Required work> Print the records below exactly; all of them are needed.

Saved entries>

Issue #3570, opened 2024-09-18
Ensure Mill names are only exported from one top-level package


lihaoyi:
Right now, importing both `javalib._` and `scalalib._` results in an error due to ambiguity when the same classes are exported from both:

```scala
package build
import mill._, javalib._, scalalib._

val x = Assembly
```
```
#06 [info] compiling 1 Scala source to /Users/lihaoyi/Github/mill/example/scalalib/basic/1-simple/out/mill-build/compile.dest/classes ...
#06 [error] /Users/lihaoyi/Github/mill/example/scalalib/basic/1-simple/build.mill:4:9: reference to Assembly is ambiguous;
#06 [error] it is imported twice in the same scope by
#06 [error] import scalalib._
#06 [error] and import javalib._
#06 [error] val x = Assembly
#06 [error]         ^
#06 [error] one error found
```

This isn't much of a problem now, as `scalalib` is a strict superset of `javalib`, so you can just use that all the time. But it may become a problem when https://github.com/com-lihaoyi/mill/issues/3567 breaks out `javalib` from `scalalib` so that they may each have their own unique features, and https://github.com/com-lihaoyi/mill/issues/3451 introduces `kotlinlib._`. When a user tries to have a multi-language codebase like `import javalib._, scalalib._, kotlinlib._`, they will inevitably hit the errors above

A solution to this would be to ensure that the different `*lib` packages do not export things that their upstream dependencies already export. So e.g. 

* If `scalalib` depends on `javalib`, you would need `import javalib._, scalalib._` to work. 
* And similarly if `kotlinlib` depends on `javalib`, `import javalib._, kotlinlib._`. 
* And for a project with both java/scala/kotlin, `import javalib._, kotlinlib._, scalalib._` would work without ambiguity

This will involve moving/removing a bunch of forwarders, and could happen together with https://github.com/com-lihaoyi/mill/issues/3567 in 0.13.0

jodersky:
Regarding

> When a user tries to have a multi-language codebase like import javalib._, scalalib._, kotlinlib._, they will inevitably hit the errors above

> A solution to this would be to ensure that the different *lib packages do not export things that their upstream dependencies already export. So e.g.

What should we do with types that describe generic functionality and that are reimplemented in various packages? E.g. there could be a `PublishModule` shared across `javalib`, `scalalib` and `kotlinlib`, but implemented as a separate trait with the same name in `pythonlib`.

[...]

PR #4032, opened 2024-11-26
pythonlib: publish modules

jodersky:
Adds the capability to build wheels and sdists, and publish them.

The idea is to roughly follow [Pant's approach to publishing python packages](https://www.pantsbuild.org/stable/docs/python/overview/building-distributions): act a build frontend which calls out to various specialized packaging tools.

Part of #3928

### DIFF
--- a/pythonlib/src/mill/pythonlib/PublishModule.scala
+++ b/pythonlib/src/mill/pythonlib/PublishModule.scala
@@ -1,0 +1,268 @@
+package mill.pythonlib
+
+import mill.api.Result
+import mill.{PathRef, Task, T, Command}
+
+/**
+ * A python module which also defines how to build and publish source distributions and wheels.
+ */
+trait PublishModule extends PythonModule {
+
+  override def moduleDeps: Seq[PublishModule] = super.moduleDeps.map {
+    case m: PublishModule => m
+    case other =>
+      throw new Exception(
+        s"PublishModule moduleDeps need to be also PublishModules. $other is not a PublishModule"
+      )
+  }
+
+  override def pythonToolDeps = Task {
+    super.pythonToolDeps() ++ Seq("setuptools>=75.6.0", "build>=1.2.2", "twine>=5.1.1")
+  }
+
+  /**
+   * Metadata about your project, required to build and publish.
+   *
+   * This is roughly equivalent to what you'd find in the general section of a `pyproject.toml` file
+   * https://packaging.python.org/en/latest/guides/writing-pyproject-toml/#about-your-project.
+   */
+  def publishMeta: T[PublishModule.PublishMeta]
+
+  /**
+   * The artifact version that this module would be published as.
+   */
+  def publishVersion: T[String]
+
+  /**
+   * The content of the PEP-518-compliant `pyproject.toml` file, which describes how to package this
+   * module into a distribution (sdist and wheel).
+   *
+   * By default, Mill will generate this file for you from the information it knows (e.g.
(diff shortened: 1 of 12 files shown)


himanshumahajan138:
@jodersky Sir I am targeting web examples, is there any conflict???

himanshumahajan138:
> You're good to go on that. Note however that we still have some fundamentals missing, and compatibility may be broken while we work on the other missing parts

actually most of the code will rely on basic python and i think if there is some need of some function or logic i will add it on the go 

but if you want me to solve a particular bullet first then please once suggest me (don't think like you are giving me duty or work, i take mill as my responsibility and always ready to contribute so please once suggest me if you need particular bullet to be done first)

pythonlib/src/mill/pythonlib/SetupTools.scala
```diff
@@ -0,0 +1,56 @@
...
+ *
+ * Essentially, every `PythonModule` should have a way to build wheels and
+ * sdists, however how that is done can vary. As of now, we only support
+ * building artifacts via setuptools (generating and invoking a `setup.py`), but
+ * in the future that may change. For example, we may support building wheels by
+ * reading PEP-517 compliant `pyproject.toml` files, or even use "pure" Mill to
+ * build wheels and sdists. Hence, to separate concerns, we define some tasks in
+ * this mixin, and extend it in PythonModule.
+ */
+trait SetupTools extends Module { self: PythonModule =>
```
jodersky, line 18: not sure about this design

jodersky: Or, we KISS it, and flatten everything into one trait. Extracting the tasks will then break binary compatibility, but I'm sure that will happen at least once anyway, given that `pythonlib` is brand new anyway,

lihaoyi: I'd say dont worry about bincompat or stability at all for now; its still to early in the lifecycle of this part of the project. I'd just flatten it for now until we have a concrete reason to abstract it and then make the change

himanshumahajan138:
Sir @jodersky Can you please add background run to this please...

pythonlib/src/mill/pythonlib/PublishModule.scala
```diff
@@ -0,0 +1,276 @@
...
+ */
+trait PublishModule extends PythonModule {
+
+  // export these to make using them in subclasses possible without an import
+  type License = scalalib.publish.License
+  val License = scalalib.publish.License
+  type PublishMeta = PublishModule.PublishMeta
+  val PublishMeta = PublishModule.PublishMeta
+  type Developer = PublishModule.Developer
+  val Developer = PublishModule.Developer
```
lihaoyi, line 17: Should we export these from `mill.pythonlib`'s `package` object instead? We don't really do this kind of trait re-exporting elsewhere in Mill, so having people import from `mill.pythonlib`. https://github.com/com-lihaoyi/mill/issues/3570 is a problem, but I think better to just suffer that while we figure out a wholistic solution rather than doing ad-hoc mitigations for now

lihaoyi:
As a first pass this looks great, not much comments. `twine` seems to do most of the heavy lifting here and it's nice to be able to outsource it

pythonlib/src/mill/pythonlib/PublishModule.scala
jodersky: sounds good, I'll move it to a package oject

Answer box>
Issue #3570, opened 2024-09-18
Ensure Mill names are only exported from one top-level package


lihaoyi:
Right now, importing both `javalib._` and `scalalib._` results in an error due to ambiguity when the same classes are exported from both:

```scala
package build
import mill._, javalib._, scalalib._

val x = Assembly
```
```
#06 [info] compiling 1 Scala source to /Users/lihaoyi/Github/mill/example/scalalib/basic/1-simple/out/mill-build/compile.dest/classes ...
#06 [error] /Users/lihaoyi/Github/mill/example/scalalib/basic/1-simple/build.mill:4:9: reference to Assembly is ambiguous;
#06 [error] it is imported twice in the same scope by
#06 [error] import scalalib._
#06 [error] and import javalib._
#06 [error] val x = Assembly
#06 [error]         ^
#06 [error] one error found
```

This isn't much of a problem now, as `scalalib` is a strict superset of `javalib`, so you can just use that all the time. But it may become a problem when https://github.com/com-lihaoyi/mill/issues/3567 breaks out `javalib` from `scalalib` so that they may each have their own unique features, and https://github.com/com-lihaoyi/mill/issues/3451 introduces `kotlinlib._`. When a user tries to have a multi-language codebase like `import javalib._, scalalib._, kotlinlib._`, they will inevitably hit the errors above

A solution to this would be to ensure that the different `*lib` packages do not export things that their upstream dependencies already export. So e.g. 

* If `scalalib` depends on `javalib`, you would need `import javalib._, scalalib._` to work. 
* And similarly if `kotlinlib` depends on `javalib`, `import javalib._, kotlinlib._`. 
* And for a project with both java/scala/kotlin, `import javalib._, kotlinlib._, scalalib._` would work without ambiguity

This will involve moving/removing a bunch of forwarders, and could happen together with https://github.com/com-lihaoyi/mill/issues/3567 in 0.13.0

jodersky:
Regarding

> When a user tries to have a multi-language codebase like import javalib._, scalalib._, kotlinlib._, they will inevitably hit the errors above

> A solution to this would be to ensure that the different *lib packages do not export things that their upstream dependencies already export. So e.g.

What should we do with types that describe generic functionality and that are reimplemented in various packages? E.g. there could be a `PublishModule` shared across `javalib`, `scalalib` and `kotlinlib`, but implemented as a separate trait with the same name in `pythonlib`.

[...]

PR #4032, opened 2024-11-26
pythonlib: publish modules

jodersky:
Adds the capability to build wheels and sdists, and publish them.

The idea is to roughly follow [Pant's approach to publishing python packages](https://www.pantsbuild.org/stable/docs/python/overview/building-distributions): act a build frontend which calls out to various specialized packaging tools.

Part of #3928

### DIFF
--- a/pythonlib/src/mill/pythonlib/PublishModule.scala
+++ b/pythonlib/src/mill/pythonlib/PublishModule.scala
@@ -1,0 +1,268 @@
+package mill.pythonlib
+
+import mill.api.Result
+import mill.{PathRef, Task, T, Command}
+
+/**
+ * A python module which also defines how to build and publish source distributions and wheels.
+ */
+trait PublishModule extends PythonModule {
+
+  override def moduleDeps: Seq[PublishModule] = super.moduleDeps.map {
+    case m: PublishModule => m
+    case other =>
+      throw new Exception(
+        s"PublishModule moduleDeps need to be also PublishModules. $other is not a PublishModule"
+      )
+  }
+
+  override def pythonToolDeps = Task {
+    super.pythonToolDeps() ++ Seq("setuptools>=75.6.0", "build>=1.2.2", "twine>=5.1.1")
+  }
+
+  /**
+   * Metadata about your project, required to build and publish.
+   *
+   * This is roughly equivalent to what you'd find in the general section of a `pyproject.toml` file
+   * https://packaging.python.org/en/latest/guides/writing-pyproject-toml/#about-your-project.
+   */
+  def publishMeta: T[PublishModule.PublishMeta]
+
+  /**
+   * The artifact version that this module would be published as.
+   */
+  def publishVersion: T[String]
+
+  /**
+   * The content of the PEP-518-compliant `pyproject.toml` file, which describes how to package this
+   * module into a distribution (sdist and wheel).
+   *
+   * By default, Mill will generate this file for you from the information it knows (e.g.
(diff shortened: 1 of 12 files shown)


himanshumahajan138:
@jodersky Sir I am targeting web examples, is there any conflict???

himanshumahajan138:
> You're good to go on that. Note however that we still have some fundamentals missing, and compatibility may be broken while we work on the other missing parts

actually most of the code will rely on basic python and i think if there is some need of some function or logic i will add it on the go 

but if you want me to solve a particular bullet first then please once suggest me (don't think like you are giving me duty or work, i take mill as my responsibility and always ready to contribute so please once suggest me if you need particular bullet to be done first)

pythonlib/src/mill/pythonlib/SetupTools.scala
```diff
@@ -0,0 +1,56 @@
...
+ *
+ * Essentially, every `PythonModule` should have a way to build wheels and
+ * sdists, however how that is done can vary. As of now, we only support
+ * building artifacts via setuptools (generating and invoking a `setup.py`), but
+ * in the future that may change. For example, we may support building wheels by
+ * reading PEP-517 compliant `pyproject.toml` files, or even use "pure" Mill to
+ * build wheels and sdists. Hence, to separate concerns, we define some tasks in
+ * this mixin, and extend it in PythonModule.
+ */
+trait SetupTools extends Module { self: PythonModule =>
```
jodersky, line 18: not sure about this design

jodersky: Or, we KISS it, and flatten everything into one trait. Extracting the tasks will then break binary compatibility, but I'm sure that will happen at least once anyway, given that `pythonlib` is brand new anyway,

lihaoyi: I'd say dont worry about bincompat or stability at all for now; its still to early in the lifecycle of this part of the project. I'd just flatten it for now until we have a concrete reason to abstract it and then make the change

himanshumahajan138:
Sir @jodersky Can you please add background run to this please...

pythonlib/src/mill/pythonlib/PublishModule.scala
```diff
@@ -0,0 +1,276 @@
...
+ */
+trait PublishModule extends PythonModule {
+
+  // export these to make using them in subclasses possible without an import
+  type License = scalalib.publish.License
+  val License = scalalib.publish.License
+  type PublishMeta = PublishModule.PublishMeta
+  val PublishMeta = PublishModule.PublishMeta
+  type Developer = PublishModule.Developer
+  val Developer = PublishModule.Developer
```
lihaoyi, line 17: Should we export these from `mill.pythonlib`'s `package` object instead? We don't really do this kind of trait re-exporting elsewhere in Mill, so having people import from `mill.pythonlib`. https://github.com/com-lihaoyi/mill/issues/3570 is a problem, but I think better to just suffer that while we figure out a wholistic solution rather than doing ad-hoc mitigations for now

lihaoyi:
As a first pass this looks great, not much comments. `twine` seems to do most of the heavy lifting here and it's nice to be able to outsource it

pythonlib/src/mill/pythonlib/PublishModule.scala
jodersky: sounds good, I'll move it to a package oject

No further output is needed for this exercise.